#### The task:
Locate the line containing "pkg/platform/packet/template.go", then please write out that line and all the lines below it in the entries exactly.

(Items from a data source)
════════════════════

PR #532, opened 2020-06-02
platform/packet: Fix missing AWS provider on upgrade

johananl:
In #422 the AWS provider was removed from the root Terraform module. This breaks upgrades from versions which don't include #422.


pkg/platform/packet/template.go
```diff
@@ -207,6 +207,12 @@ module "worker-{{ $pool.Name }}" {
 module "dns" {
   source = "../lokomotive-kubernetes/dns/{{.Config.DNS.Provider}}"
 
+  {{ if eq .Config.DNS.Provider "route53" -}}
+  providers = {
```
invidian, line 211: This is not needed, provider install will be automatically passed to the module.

════════════════════

#### Exercise response:
pkg/platform/packet/template.go
```diff
@@ -207,6 +207,12 @@ module "worker-{{ $pool.Name }}" {
 module "dns" {
   source = "../lokomotive-kubernetes/dns/{{.Config.DNS.Provider}}"
 
+  {{ if eq .Config.DNS.Provider "route53" -}}
+  providers = {
```
invidian, line 211: This is not needed, provider install will be automatically passed to the module.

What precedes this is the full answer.